*Your instructions*:
Report each line of the records below that holds the word "itself".

*Input data*:
####################
PR #847, opened 2026-05-06
fix: demote --allow-launch-services log from warn to debug

### LINKED ISSUE #816: remove warn line on --allow-launch-services enabled
we need to stop warning on TUIs,  switch to a debug - for   `warn!("--allow-launch-services enabled: allowing direct LaunchServices opens on macOS");"`

SequeI:
Closes #816 

Only one call site, so used fully qualified import name


lukehinds:
Nice, we don't need these hitting the TUI!

PR #851, opened 2026-05-07
fix(trust): reject path traversal in multi-subject bundle subject names

lukehinds:
Subject names extracted from Sigstore bundle DSSE envelopes were joined with scan_root via Path::join without validation. An attacker who controls a signing key could embed (when much worse things could happen), could embed:

    - `../../../etc/passwd` (relative traversal) – OS resolves the join to a path outside scan_root.
    - `/etc/passwd` (absolute path) – Path::join discards scan_root entirely for absolute inputs

Fixed care of: add `safe_subject_path(scan_root, name)` which rejects names before any path construction:

1. Absolute paths – detected via `Path::is_absolute()`.
2. ParentDir (`..`) components – detected by iterating
   `Path::components()`; covers both leading and embedded traversal.

  Apply the guard at all three call sites:
- `trust_scan::verify_multi_subject_bundle` (pre-exec scan path)
- `trust_cmd::verify_multi_subject_file` (trust verify command)
- `trust_cmd` caller loop (defense-in-depth after subject names
    already pass the inner guard)
    
Kudos to @hackerman70000 for raising this to us.

### DIFF
--- a/crates/nono-cli/src/trust_scan.rs
+++ b/crates/nono-cli/src/trust_scan.rs
@@ -766,14 +766,22 @@ fn verify_keyless_crypto(
 
 /// Resolve a bundle subject `name` to a path within `scan_root`.
 ///
-/// Rejects names that would escape the scan root before any filesystem I/O:
+/// Rejects names that would escape the scan root before any filesystem I/O,
+/// covering three distinct vectors:
+///
 /// - **Absolute paths** (`/etc/passwd`): `Path::join` discards `scan_root`
 ///   entirely for absolute inputs, so the join itself escapes the root.
 /// - **`..` traversal** (`../../etc/shadow`): parent-directory components
-///   climb above `scan_root` after resolution by the OS.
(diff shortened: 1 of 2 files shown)


crates/nono-cli/src/trust_scan.rs
```diff
@@ -760,6 +760,82 @@ fn verify_keyless_crypto(
...
+///
+/// If the target file does not yet exist (`canonicalize` on the joined path
+/// returns `Err`), the symlink check is skipped and the caller's own file I/O
+/// will produce the appropriate error.  `scan_root` itself must be resolvable;
+/// an error is returned immediately if it cannot be canonicalized.
+///
+/// # Errors
+///
+/// Returns a descriptive `String` error when the name is rejected.
+pub(crate) fn safe_subject_path(
```
cgwalters, line 789: I strongly recommend using https://docs.rs/cap-std/latest/cap_std/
####################
*Solved problem*:
 ///   entirely for absolute inputs, so the join itself escapes the root.
+/// will produce the appropriate error.  `scan_root` itself must be resolvable;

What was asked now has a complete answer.